Teaching What Humane Means

As a University of Pittsburgh zoology major, Jenna Morasca refused to dissect an animal. Her grade suffered. Using her visibility as winner of the CBS series Survivor: the Amazon, she put out an ad and a poster: "We Both Survived". Things changed.

The organization that helped her do this is the Physicians Committee for Responsible Medicine, which has made available abundant free information on the subject of good alternatives to the terrible uses of animal in science education. The determination of informed and committed professionals is paving the way to change.

Dog labs, once common in U.S. medical schools, have been banned on the majority of campuses. Expensive and destructive purchases of cats, fetal pigs, and frogs are being replaced by other methods which have clear advantages.

Models, computer programs, and other alternatives are widely available. One of the sites which states their advantages clearly is Animalearn. Those advantages are: better learning; financial savings; healthful environments for students -- since no harmful chemicals are involved; and sound ethics -- dissection is a desensitizing experience, and can be perceived as a violent one.

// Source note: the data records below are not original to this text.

Issue #365, opened 2017-06-14
Idiomatic use of `map_with` for side-effects?


robinst:
Rayon 0.8.0 added the `map_with` and `fold_with` methods, which makes working with `Sender` simpler. Basically what had to be written like this before:

```rust
let pairs: Vec<_> = inputs.into_iter()
    .map(|input| (input, sender.clone()))
    .collect();
pairs.into_par_iter()
    .for_each(|(input, sender)| {
        let result = calculate(input);
        sender.send(result).unwrap();
    });
```

Can now be written like this:

```rust
inputs.into_par_iter()
    .map_with(sender, |sender, input| {
        let result = calculate(input);
        sender.send(result).unwrap();
    })
    .count();
```

The only problem is: If you forget the `count()`, everything will compile fine, except your program will not work at all. So, a couple of questions:

1. Is using `.count()` to force the work to happen considered idiomatic? If I change our code to that, I would have to add a comment explaining why the `.count()` is important, because it's a gotcha.
2. Have you considered adding a `for_each_with` for this use case, which does not have the above problem?
3. If that's not an option, is it possible to at least have a compiler warning for when the result of `map_with` is not used?

cuviper:
Yeah, you can run into the same gotcha even with normal iterators -- if you just call `map()` without doing anything else, then you've only created a wrapper on the iterator without actually running anything.  The Book has a section titled ["Iterators are Lazy"](https://doc.rust-lang.org/stable/book/second-edition/ch13-02-iterators.html#iterators-are-lazy) which discusses this, which just taught me that they *do* put a warning on those resulting types like so:

```rust
#[must_use = "iterator adaptors are lazy and do nothing unless consumed"]
```

So, yeah, we could add the same.

It's pretty common to workaround this with `count()`, or an empty `for_each(|_| {})` should work too.  You could also `collect()` into a `Result<Vec<()>, SendError>` instead of using your `unwrap()`, so you can deal with the error nicely instead of panicking.

I did consider `for_each_with` -- even had it in my initial implementation locally -- but I decided to try to limit the spread of `_with` suffixes to what seemed essential.  Just `fold_with` and `map_with` seemed to be the two unique primitives that couldn't be composed otherwise.  But maybe `for_each_with` is useful enough we should add it, given that the `Sender` motivation doesn't really need to propagate values.

cuviper:
0.8.1 now has the `#[must_use]` attributes as well as `for_each_with`.

[...]

PR #366, opened 2017-06-14
Add `#[must_use]` attributes to iterator adaptors

cuviper:
This follows the example of the standard library, even so lazy as to
steal their exact message about laziness.

cc #365


nikomatsakis:
👍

Nancy Harrison, M.D., on the staff of Scripps Memorial Hospital Department of Pathology, is quoted in a PCRM article thus: :I can assure students that computer images of well-preserved tissues look more like the real thing than the squishy gray organs of a formalin-fixed specimen.”

Several organizations make models, computer programs, and other dissection alternatives to available schools. One of those, the Ethical Science & Education Coalition, offers a catalog. Email them at esec [at] ma [dot] neavs [dot] com. Another, the Humane Society, offers the Education Loan Program, click or call 301-258-3042.

PCRM reminds students, parents and concerned taxpayers to find out, early in the year, if the students will be required to perform or watch dissection. If so, talk with the teacher calmly, and state why you will not participate. If there is no dialog, take your concerns to the principal. It may help to involve others, and to put your concerns in writing, suggesting possible alternatives. You’re riding the wave of the future, and need not doubt your ultimate success.